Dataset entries
PR #1618, opened 2018-04-12
CrossRef REST

mrtcode:


CrossRef-REST.js
```diff
@@ -0,0 +1,245 @@
...
+	// }
+	// else
+	if (item.query) {
+		query = '?query.bibliographic=' + encodeURIComponent(item.query);
+	}
+	else return;
+	
+	query += '&rows=50';
+	
+	ZU.doGet('http://api.crossref.org/works/' + query, function (responseText) {
```
dstillman: `https`

CrossRef-REST.js
```diff
@@ -0,0 +1,245 @@
...
+function doSearch(item) {
+	let query = null;
+	// if (item.DOI) {
+	// 	query = '?filter=doi:' + ZU.cleanDOI(item.DOI.toString());
+	// }
+	// else
+	if (item.query) {
+		query = '?query.bibliographic=' + encodeURIComponent(item.query);
+	}
+	else return;
```
dstillman: Remove

CrossRef-REST.js
```diff
@@ -0,0 +1,245 @@
...
+		
+		// result.URL is always http://dx.doi.org/..
+		
+		if (result.link && result.link.URL) item.url = result.link.URL;
+		
+		if (result.title && result.title[0]) {
+			item.title = result.title[0];
+			if (result.subtitle && result.subtitle[0]) {
+				// Don't duplicate subtitle if it already exists in title
+				if (item.title.toLowerCase().indexOf(result.subtitle[0].toLowerCase()) < 0) {
```
dstillman: `.includes()`

CrossRef-REST.js
```diff
@@ -0,0 +1,245 @@
...
+					item.title += ': ' + result.subtitle[0];
+				}
+			}
+			item.title = item.title.replace(/<!\[CDATA\[/g, '');
+			item.title = item.title.replace(/\]\]>/g, '');
+			item.title = item.title.replace(/<[a-zA-Z\/].*?>/g, '');
```
dstillman: What about supported/transformed markup, [as in the old CrossRef translator](https://github.com/zotero/translators/blob/c51821e26a97a1371730efdec17c80d83b0cef02/CrossRef.js#L40)? While currently we don't officially support markup in titles, citeproc-js does render it, so we don't want to throw away fields that citeproc-js supports.

adam3smith:
The reason I haven't moved ahead with this is that the old openURL API actually performs better on some item types (chapters, especially) than this one, but I think we should probably switch. That said, if we do switch, could we just do DOI content negotiation instead of separate CrossRef translators?
See https://citation.crosscite.org/docs.html and 
https://github.com/zotero/translators/pull/1135

dstillman:
@adam3smith: Note that this is currently only for text search for use in translation-server and doesn't handle DOI lookup. I assume content negotiation is only for DOI metadata lookup.

adam3smith:
ah yes, sorry, looked at this too quickly

CrossRef-REST.js
```diff
@@ -0,0 +1,245 @@
+{
+	"translatorID": "0a61e167-de9a-4f93-a68a-628b48855909",
+	"translatorType": 8,
+	"label": "CrossRef REST",
+	"creator": "Martynas Bagdonas",
+	"target": "",
+	"minVersion": "5.0.0",
```
zuphilip: I guess that all special Zotero functions which you use here are also available in version 3.0. Thus the translator is compatible, but it might be that it will not be possible to call it before.

CrossRef-REST.js
```diff
@@ -0,0 +1,245 @@
...
+	"maxVersion": null,
+	"priority": 90,
+	"inRepository": true,
+	"browserSupport": "gcsv",
```
zuphilip: Add all of them "gcsibv". Or are there any reasons for the selection?

CrossRef-REST.js
```diff
@@ -0,0 +1,245 @@
...
+	"lastUpdated": "2018-04-11 10:00:01"
+}
+
+// Based on CrossRef.js (by Simon Kornblith), which uses OpenURL API
```
zuphilip: Can we add a AGPL license for this new translator?

CrossRef-REST.js
```diff
@@ -0,0 +1,245 @@
...
+
+// This translator uses the newer REST API
+// https://github.com/CrossRef/rest-api-doc
+// https://github.com/CrossRef/rest-api-doc/blob/master/api_format.md
+// REST API documentation not always reflect the actual API i.e. and
+// some fields are undocumented.
+// All CrossRef item types can be retrieved at http://api.crossref.org/types
+
+function fixAuthorCapitalization(string) {
```
zuphilip: We should move this function to `Zotero.Utilities` because it occurs also in several other translators.

CrossRef-REST.js
```diff
@@ -0,0 +1,245 @@
...
+	if (typeof string === "string" && string.toUpperCase() === string) {
+		string = string.toLowerCase().replace(/\b[a-z]/g, function (m) {
+			return m[0].toUpperCase()
```
zuphilip: Add `;`

PR #748, opened 2017-01-13
undefined reference of 'dlopen,dlclose, dlsys' fixes while linking on ubuntu 64bit system

dumganhar:


lws-team:
Thanks... however this isn't what it seems... the underlying issue is default libuv on ubuntu is ancient, and doesn't have libuv dl support lws wants.

If you install `libuv1` package instead, this problem will go away, and lws will actually be able to work.

PR #749, opened 2017-01-16
ignore leading spaces when checking for a suitable subprotocol

tobiasgraf:
My Browsers send subprotocols e.g. chat, superchat, mySubprotocol (with spaces after the comma ). Libwebsockets now checked if `' mySubprotocol'` (mind the space) was equal to `'mySubprotocol'` which failed. With this fix the leading space is ignored and ins this case uses 'mySubprotocol' for comparision.


lws-team:
Thanks... it's pushed on master / v2.1-stable / v2.0-stable.

PR #760, opened 2017-01-23
SSL expose as public API

dosvald:
Some programs may want to use SSL-related capabilities that libwebsockets doesn't implement yet, or that it may never implement or expose. Rather than implement all possible SSL features into lws, this might be the easier route by just exposing it to applications and let them deal with the implementation specifics themselves.


lws-team:

PR #761, opened 2017-01-23
wsi remove unused 'upgraded' boolean field

dosvald:
While grepping something I ran into this field that seems unused. Please double check, but I don't see this used anywhere. Perhaps it was meant to be used / checked somewhere and removing it is a fix in the wrong direction?


lws-team:
Thanks.  Yes it's just cruft... introduced it while fighting something and then solved it a better way and forgot about it.  I pushed it on master.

### Exercise details
Repeat all of the data exactly as given.

### Solution for this exercise
PR #1618, opened 2018-04-12
CrossRef REST

mrtcode:


CrossRef-REST.js
```diff
@@ -0,0 +1,245 @@
...
+	// }
+	// else
+	if (item.query) {
+		query = '?query.bibliographic=' + encodeURIComponent(item.query);
+	}
+	else return;
+	
+	query += '&rows=50';
+	
+	ZU.doGet('http://api.crossref.org/works/' + query, function (responseText) {
```
dstillman: `https`

CrossRef-REST.js
```diff
@@ -0,0 +1,245 @@
...
+function doSearch(item) {
+	let query = null;
+	// if (item.DOI) {
+	// 	query = '?filter=doi:' + ZU.cleanDOI(item.DOI.toString());
+	// }
+	// else
+	if (item.query) {
+		query = '?query.bibliographic=' + encodeURIComponent(item.query);
+	}
+	else return;
```
dstillman: Remove

CrossRef-REST.js
```diff
@@ -0,0 +1,245 @@
...
+		
+		// result.URL is always http://dx.doi.org/..
+		
+		if (result.link && result.link.URL) item.url = result.link.URL;
+		
+		if (result.title && result.title[0]) {
+			item.title = result.title[0];
+			if (result.subtitle && result.subtitle[0]) {
+				// Don't duplicate subtitle if it already exists in title
+				if (item.title.toLowerCase().indexOf(result.subtitle[0].toLowerCase()) < 0) {
```
dstillman: `.includes()`

CrossRef-REST.js
```diff
@@ -0,0 +1,245 @@
...
+					item.title += ': ' + result.subtitle[0];
+				}
+			}
+			item.title = item.title.replace(/<!\[CDATA\[/g, '');
+			item.title = item.title.replace(/\]\]>/g, '');
+			item.title = item.title.replace(/<[a-zA-Z\/].*?>/g, '');
```
dstillman: What about supported/transformed markup, [as in the old CrossRef translator](https://github.com/zotero/translators/blob/c51821e26a97a1371730efdec17c80d83b0cef02/CrossRef.js#L40)? While currently we don't officially support markup in titles, citeproc-js does render it, so we don't want to throw away fields that citeproc-js supports.

adam3smith:
The reason I haven't moved ahead with this is that the old openURL API actually performs better on some item types (chapters, especially) than this one, but I think we should probably switch. That said, if we do switch, could we just do DOI content negotiation instead of separate CrossRef translators?
See https://citation.crosscite.org/docs.html and 
https://github.com/zotero/translators/pull/1135

dstillman:
@adam3smith: Note that this is currently only for text search for use in translation-server and doesn't handle DOI lookup. I assume content negotiation is only for DOI metadata lookup.

adam3smith:
ah yes, sorry, looked at this too quickly

CrossRef-REST.js
```diff
@@ -0,0 +1,245 @@
+{
+	"translatorID": "0a61e167-de9a-4f93-a68a-628b48855909",
+	"translatorType": 8,
+	"label": "CrossRef REST",
+	"creator": "Martynas Bagdonas",
+	"target": "",
+	"minVersion": "5.0.0",
```
zuphilip: I guess that all special Zotero functions which you use here are also available in version 3.0. Thus the translator is compatible, but it might be that it will not be possible to call it before.

CrossRef-REST.js
```diff
@@ -0,0 +1,245 @@
...
+	"maxVersion": null,
+	"priority": 90,
+	"inRepository": true,
+	"browserSupport": "gcsv",
```
zuphilip: Add all of them "gcsibv". Or are there any reasons for the selection?

CrossRef-REST.js
```diff
@@ -0,0 +1,245 @@
...
+	"lastUpdated": "2018-04-11 10:00:01"
+}
+
+// Based on CrossRef.js (by Simon Kornblith), which uses OpenURL API
```
zuphilip: Can we add a AGPL license for this new translator?

CrossRef-REST.js
```diff
@@ -0,0 +1,245 @@
...
+
+// This translator uses the newer REST API
+// https://github.com/CrossRef/rest-api-doc
+// https://github.com/CrossRef/rest-api-doc/blob/master/api_format.md
+// REST API documentation not always reflect the actual API i.e. and
+// some fields are undocumented.
+// All CrossRef item types can be retrieved at http://api.crossref.org/types
+
+function fixAuthorCapitalization(string) {
```
zuphilip: We should move this function to `Zotero.Utilities` because it occurs also in several other translators.

CrossRef-REST.js
```diff
@@ -0,0 +1,245 @@
...
+	if (typeof string === "string" && string.toUpperCase() === string) {
+		string = string.toLowerCase().replace(/\b[a-z]/g, function (m) {
+			return m[0].toUpperCase()
```
zuphilip: Add `;`

PR #748, opened 2017-01-13
undefined reference of 'dlopen,dlclose, dlsys' fixes while linking on ubuntu 64bit system

dumganhar:


lws-team:
Thanks... however this isn't what it seems... the underlying issue is default libuv on ubuntu is ancient, and doesn't have libuv dl support lws wants.

If you install `libuv1` package instead, this problem will go away, and lws will actually be able to work.

PR #749, opened 2017-01-16
ignore leading spaces when checking for a suitable subprotocol

tobiasgraf:
My Browsers send subprotocols e.g. chat, superchat, mySubprotocol (with spaces after the comma ). Libwebsockets now checked if `' mySubprotocol'` (mind the space) was equal to `'mySubprotocol'` which failed. With this fix the leading space is ignored and ins this case uses 'mySubprotocol' for comparision.


lws-team:
Thanks... it's pushed on master / v2.1-stable / v2.0-stable.

PR #760, opened 2017-01-23
SSL expose as public API

dosvald:
Some programs may want to use SSL-related capabilities that libwebsockets doesn't implement yet, or that it may never implement or expose. Rather than implement all possible SSL features into lws, this might be the easier route by just exposing it to applications and let them deal with the implementation specifics themselves.


lws-team:

PR #761, opened 2017-01-23
wsi remove unused 'upgraded' boolean field

dosvald:
While grepping something I ran into this field that seems unused. Please double check, but I don't see this used anywhere. Perhaps it was meant to be used / checked somewhere and removing it is a fix in the wrong direction?


lws-team:
Thanks.  Yes it's just cruft... introduced it while fighting something and then solved it a better way and forgot about it.  I pushed it on master.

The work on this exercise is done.